**TASK OBJECTIVE**. Each line of the data that includes the string "other" is to be copied out.

**Records drawn from a dataset**.
'''

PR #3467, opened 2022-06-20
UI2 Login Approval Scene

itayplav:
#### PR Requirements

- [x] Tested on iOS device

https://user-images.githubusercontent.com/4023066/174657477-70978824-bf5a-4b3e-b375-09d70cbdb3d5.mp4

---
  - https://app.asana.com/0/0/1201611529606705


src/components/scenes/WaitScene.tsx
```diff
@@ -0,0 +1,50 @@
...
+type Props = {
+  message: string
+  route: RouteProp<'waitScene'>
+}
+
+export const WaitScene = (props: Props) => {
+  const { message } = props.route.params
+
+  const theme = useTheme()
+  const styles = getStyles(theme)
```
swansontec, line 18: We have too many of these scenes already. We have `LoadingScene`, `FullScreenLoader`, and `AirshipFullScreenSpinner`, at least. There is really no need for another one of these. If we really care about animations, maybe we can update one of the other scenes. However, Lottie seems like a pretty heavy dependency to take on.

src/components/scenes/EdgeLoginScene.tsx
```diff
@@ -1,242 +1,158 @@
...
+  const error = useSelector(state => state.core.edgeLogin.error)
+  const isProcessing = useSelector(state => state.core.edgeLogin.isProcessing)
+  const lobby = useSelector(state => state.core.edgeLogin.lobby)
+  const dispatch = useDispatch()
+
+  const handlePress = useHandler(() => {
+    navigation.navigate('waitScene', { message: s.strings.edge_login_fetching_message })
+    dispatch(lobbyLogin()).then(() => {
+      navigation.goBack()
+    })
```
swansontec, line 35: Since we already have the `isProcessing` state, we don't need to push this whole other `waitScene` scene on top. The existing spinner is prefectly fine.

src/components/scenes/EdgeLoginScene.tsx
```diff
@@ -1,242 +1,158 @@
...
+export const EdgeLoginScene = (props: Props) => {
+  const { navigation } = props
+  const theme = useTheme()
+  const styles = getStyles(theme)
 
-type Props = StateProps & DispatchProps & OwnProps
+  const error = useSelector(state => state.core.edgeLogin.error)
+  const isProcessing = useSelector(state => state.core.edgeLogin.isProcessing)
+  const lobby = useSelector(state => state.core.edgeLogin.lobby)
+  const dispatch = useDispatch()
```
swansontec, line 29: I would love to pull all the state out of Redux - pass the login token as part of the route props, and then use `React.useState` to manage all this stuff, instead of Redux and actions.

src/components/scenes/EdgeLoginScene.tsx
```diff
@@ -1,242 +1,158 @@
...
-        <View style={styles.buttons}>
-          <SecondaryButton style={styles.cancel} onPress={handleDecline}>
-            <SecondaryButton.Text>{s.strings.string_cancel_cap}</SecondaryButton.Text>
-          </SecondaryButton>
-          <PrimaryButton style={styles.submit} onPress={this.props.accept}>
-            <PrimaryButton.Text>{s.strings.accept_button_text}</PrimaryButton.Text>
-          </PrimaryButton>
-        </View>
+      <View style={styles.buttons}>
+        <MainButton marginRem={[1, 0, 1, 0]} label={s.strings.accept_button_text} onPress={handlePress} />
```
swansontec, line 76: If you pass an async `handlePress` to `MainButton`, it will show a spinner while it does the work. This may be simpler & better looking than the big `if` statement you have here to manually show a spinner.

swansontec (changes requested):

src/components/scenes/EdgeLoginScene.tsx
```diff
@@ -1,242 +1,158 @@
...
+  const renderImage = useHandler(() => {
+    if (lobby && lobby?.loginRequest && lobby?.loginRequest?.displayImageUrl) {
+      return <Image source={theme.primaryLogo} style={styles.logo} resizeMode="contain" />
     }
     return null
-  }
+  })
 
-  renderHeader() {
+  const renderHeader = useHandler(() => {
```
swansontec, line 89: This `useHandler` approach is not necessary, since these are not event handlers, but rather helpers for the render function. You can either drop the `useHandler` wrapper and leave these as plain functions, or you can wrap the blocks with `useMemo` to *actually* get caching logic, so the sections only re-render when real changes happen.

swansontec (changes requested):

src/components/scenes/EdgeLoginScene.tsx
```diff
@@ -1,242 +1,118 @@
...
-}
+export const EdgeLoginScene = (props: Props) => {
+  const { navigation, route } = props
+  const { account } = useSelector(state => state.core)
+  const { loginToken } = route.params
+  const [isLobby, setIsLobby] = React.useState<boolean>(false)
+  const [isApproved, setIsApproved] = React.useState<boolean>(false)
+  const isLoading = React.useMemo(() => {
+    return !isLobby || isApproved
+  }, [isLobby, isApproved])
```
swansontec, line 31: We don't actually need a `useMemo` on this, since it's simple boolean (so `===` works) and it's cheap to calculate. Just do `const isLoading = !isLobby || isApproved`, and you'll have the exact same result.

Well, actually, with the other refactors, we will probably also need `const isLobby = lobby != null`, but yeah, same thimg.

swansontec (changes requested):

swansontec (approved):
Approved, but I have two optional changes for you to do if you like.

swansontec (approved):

'''
'''

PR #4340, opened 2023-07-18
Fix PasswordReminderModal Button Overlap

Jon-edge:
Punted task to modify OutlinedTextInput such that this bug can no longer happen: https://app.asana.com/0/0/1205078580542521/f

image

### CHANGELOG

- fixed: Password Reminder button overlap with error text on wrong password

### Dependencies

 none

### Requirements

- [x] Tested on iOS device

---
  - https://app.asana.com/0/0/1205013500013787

'''
'''

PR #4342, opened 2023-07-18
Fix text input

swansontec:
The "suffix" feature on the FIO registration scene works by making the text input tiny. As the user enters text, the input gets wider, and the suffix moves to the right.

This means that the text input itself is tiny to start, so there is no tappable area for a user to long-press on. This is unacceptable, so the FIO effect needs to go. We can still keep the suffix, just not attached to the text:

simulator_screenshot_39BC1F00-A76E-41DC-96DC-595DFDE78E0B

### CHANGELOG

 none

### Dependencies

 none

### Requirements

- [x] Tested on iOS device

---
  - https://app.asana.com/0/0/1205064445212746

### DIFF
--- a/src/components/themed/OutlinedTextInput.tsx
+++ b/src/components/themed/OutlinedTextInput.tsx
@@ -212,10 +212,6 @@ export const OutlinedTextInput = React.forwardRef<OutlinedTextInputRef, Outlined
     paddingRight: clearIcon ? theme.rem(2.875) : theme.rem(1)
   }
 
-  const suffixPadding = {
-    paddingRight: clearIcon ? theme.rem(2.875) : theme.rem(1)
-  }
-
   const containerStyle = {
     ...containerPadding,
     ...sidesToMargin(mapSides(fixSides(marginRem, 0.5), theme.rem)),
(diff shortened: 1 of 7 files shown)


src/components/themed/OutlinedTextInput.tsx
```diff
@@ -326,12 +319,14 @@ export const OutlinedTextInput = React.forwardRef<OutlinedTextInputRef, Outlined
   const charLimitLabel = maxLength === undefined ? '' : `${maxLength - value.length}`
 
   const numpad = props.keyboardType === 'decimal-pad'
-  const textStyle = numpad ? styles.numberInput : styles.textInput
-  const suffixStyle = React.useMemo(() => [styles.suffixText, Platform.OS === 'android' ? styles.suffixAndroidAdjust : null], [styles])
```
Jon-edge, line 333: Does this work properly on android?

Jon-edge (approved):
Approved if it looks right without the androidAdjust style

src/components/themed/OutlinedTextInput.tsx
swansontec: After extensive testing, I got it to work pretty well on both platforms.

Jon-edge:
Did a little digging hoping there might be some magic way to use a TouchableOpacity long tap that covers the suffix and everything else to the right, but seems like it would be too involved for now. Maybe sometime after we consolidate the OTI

'''

**EXERCISE ANSWER**.
swansontec, line 18: We have too many of these scenes already. We have `LoadingScene`, `FullScreenLoader`, and `AirshipFullScreenSpinner`, at least. There is really no need for another one of these. If we really care about animations, maybe we can update one of the other scenes. However, Lottie seems like a pretty heavy dependency to take on.
swansontec, line 35: Since we already have the `isProcessing` state, we don't need to push this whole other `waitScene` scene on top. The existing spinner is prefectly fine.
Well, actually, with the other refactors, we will probably also need `const isLobby = lobby != null`, but yeah, same thimg.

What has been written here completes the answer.